> Task prompt
Which lines below hold the word "never"? Copy all of them.

---- Task data

Issue #50, opened 2019-03-06
Recent commands are hard to find.


ghuls:
A lot of times, a command I have run recently, does not show up when searching for a part of the command.

Also multiline commands does not seem to work.

Pasting this in the terminal and then pasting the following:
```
some_function () {
  printf '1\t2\t3\n' \
    | awk -F '\t' '
    {
        print $1;
        print $2;
        print $3;
    }' \
    | cat 
}
```
In bash without mcfly, pressing the up key, will bring back this full entry (history command):
 2006  some_function () {   printf '1\t2\t3\n'     | awk -F '\t' '
    {
        print $1;
        print $2;
        print $3;
    }'     | cat ; }

With mcfly, this entry is splitted:
```
 1340  some_function () {   printf '1\t2\t3\n'     | awk -F '\t' '
 1341      {
 1342          print $1;
 1343          print $2;
 1344          print $3;
 1345      }'     | cat ; }
```

cantino:
That does sound like a real bug, thank you for reporting it.

cantino:
Are you sure that the normal bash history works correctly with multiline commands? When I try your example without mcfly, it works in the local session, but if I start a new session, it shows up as separate lines in `history`.

ghuls:
Apparently rereading history from bash history does not preserve multiline commands: https://lists.gnu.org/archive/html/bug-bash/2011-02/msg00029.html. It is a pity as I use multiline command quite often.

shelvacu:
I see this is tagged `wontfix`. Would you be willing to merge a pull request for this?

cantino:
Sure, if you can find a solution! I'm not sure how you can fix it. Bash history without timestamps doesn't differentiate single and multiline, or does it?

shelvacu:
Once the history is written with `history -a` then the information is lost, but `history 1` is reliably parseable. You'd need to restructure a bit and pipe it into the mcfly binary for parsing, maybe `HISTTIMEFORMAT="%s " history 1 | mcfly record_history bash` or something.

richvim:
Doesn't presence of a backslash at the end indicate multi-line?

shelvacu:
Multiline commands can also be started from unclosed quotes or parens. I would hope to avoid trying to parse bash commands to see which are part of a multi-line command, as that would be shell & version specific, and hard to get perfect.

cantino:
If you can get it working, I'm very open to a PR.

PR #162, opened 2021-06-20
WIP: Add newline support

shelvacu:
So I've been working on #50 and it sort of feels like things are sprawling out more and more, and I wanted to both contribute what I'd done so far and get feedback before making more changes.

As it stands right now, this PR *does* correctly record commands-with-newline(s) into the database.

The first issue I ran into was that the search interface would not show newlines correctly. I believe I've fixed it, but I haven't tested it rigourously.

While developing, I noticed that the search was running the wrong version of mcfly (installed version in `.cargo/bin` rather than the development version in `target`) despite using `dev.bash`, because the history addendum uses `$MCFLY_PATH` whereas the bind command just calls `mcfly`. I was unable to wrassle the multi-level quoting into working correctly in the bind command with a variable substitution, so I instead removed `$MCFLY_PATH` and relied on `mcfly` calling the right binary. This may not be desireable.

In changing the way the command is read in from history, I cut out some of the code that wrote to a file, filtered, and wrote back out history to then be re-read by `history -cr`. I think for bash the best solution would involve no itermediary files, just the database and `history` calls.

There seems to be some logic for removing history entries starting with `#mcfly`, but I don't see that in my history anyway so I don't understand why it's there. As it is in this PR, that functionality is never used I think.

Let me know your thoughts.

### DIFF
--- a/mcfly.bash
+++ b/mcfly.bash
@@ -21,8 +21,7 @@ MCFLY_SESSION_ID="$(dd if=/dev/urandom bs=256 count=1 2> /dev/null | env LC_ALL=
 export MCFLY_SESSION_ID
 
 # Find the binary
-MCFLY_PATH=${MCFLY_PATH:-$(which mcfly)}
-if [ -z "$MCFLY_PATH" ]; then
+if [ -z "$(which mcfly)" ]; then
   echo "Cannot find the mcfly binary, please make sure that mcfly is in your path before sourcing mcfly.bash."
   return 1
 fi
@@ -44,15 +43,11 @@ function mcfly_prompt_command {
     tail -n100 "${HISTFILE}" >| "${MCFLY_HISTORY}"
   fi
 
-  history -a "${MCFLY_HISTORY}" # Append history to $MCFLY_HISTORY.
-  # Run mcfly with the saved code. It will:
-  # * append commands to $HISTFILE, (~/.bash_history by default)
-  #   for backwards compatibility and to load in new terminal sessions;
-  # * find the text of the last command in $MCFLY_HISTORY and save it to the database.
-  $MCFLY_PATH add --exit ${exit_code} --append-to-histfile
-  # Clear the in-memory history and reload it from $MCFLY_HISTORY
-  # (to remove instances of '#mcfly: ' from the local session history).
-  history -cr "${MCFLY_HISTORY}"
+  # Run mcfly with the last history entry on stdin. It will:
+  # * Append the command to $HISTFILE, (~/.bash_history by default)
+  # * Parse out the command and and save it to the database.
+  HISTTIMEFORMAT="%s:" history 1 | mcfly add --exit $exit_code --command-from-stdin
+
   return ${exit_code} # Restore the original exit code by returning it.
 }
 
--- a/src/interface.rs
+++ b/src/interface.rs
@@ -200,6 +200,7 @@ impl<'a> Interface<'a> {
             self.selection = self.matches.len() - 1;
         }
 
+        let mut line_offset = 0;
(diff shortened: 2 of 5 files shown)


shelvacu:
@cantino I'd like your thoughts on this before I go further, not sure if draft pull requests make a notification or not.

I now better understand the `#mcfly:` functionality; In bash >= 4 it is possible to get a full multiline search from `$READLINE_LINE`, but for earlier bash I assume it will just mess up a multi-command when you press C-r

cantino:
Sorry for the delay @shelvacu! You're correct about `#mcfly:` and bash versions <4.

I think it's entirely possible that the current logic to get history into both the shell history and the mcfly database is crufty / unnecessarily complex. It's evolved over time as I worked on this and I've never really revisited it.

mcfly.bash
```diff
@@ -21,8 +21,7 @@ MCFLY_SESSION_ID="$(command dd if=/dev/urandom bs=256 count=1 2> /dev/null | LC_
 export MCFLY_SESSION_ID
 
 # Find the binary
-MCFLY_PATH=${MCFLY_PATH:-$(which mcfly)}
```
cantino, line 24: There was definitely a reason for $MCFLY_PATH to exist, but I can't recall anymore what it was.

mcfly.bash
```diff
@@ -44,15 +43,11 @@ function mcfly_prompt_command {
...
-  #   for backwards compatibility and to load in new terminal sessions;
-  # * find the text of the last command in $MCFLY_HISTORY and save it to the database.
-  $MCFLY_PATH add --exit ${exit_code} --append-to-histfile
-  # Clear the in-memory history and reload it from $MCFLY_HISTORY
-  # (to remove instances of '#mcfly: ' from the local session history).
-  history -cr "${MCFLY_HISTORY}"
+  # Run mcfly with the last history entry on stdin. It will:
+  # * Append the command to $HISTFILE, (~/.bash_history by default)
+  # * Parse out the command and and save it to the database.
+  HISTTIMEFORMAT="%s:" history 1 | mcfly add --exit $exit_code --command-from-stdin
```
cantino, line 49: Does this still work on bash <4?

src/interface.rs
```diff
@@ -232,33 +233,38 @@ impl<'a> Interface<'a> {
...
+            }
 
             if command.last_run.is_some() {
                 write!(
                     screen,
                     "{}",
                     cursor::Goto(
                         width - 9,
-                        (command_line_index as i16 + result_top_index as i16) as u16
+                        (line_offset as i16 + result_top_index as i16) as u16
```
cantino, line 267: I think some logic got lost here around `is_screen_view_bottom`?

mcfly.bash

--------

> Exercise result
There seems to be some logic for removing history entries starting with `#mcfly`, but I don't see that in my history anyway so I don't understand why it's there. As it is in this PR, that functionality is never used I think.
I think it's entirely possible that the current logic to get history into both the shell history and the mcfly database is crufty / unnecessarily complex. It's evolved over time as I worked on this and I've never really revisited it.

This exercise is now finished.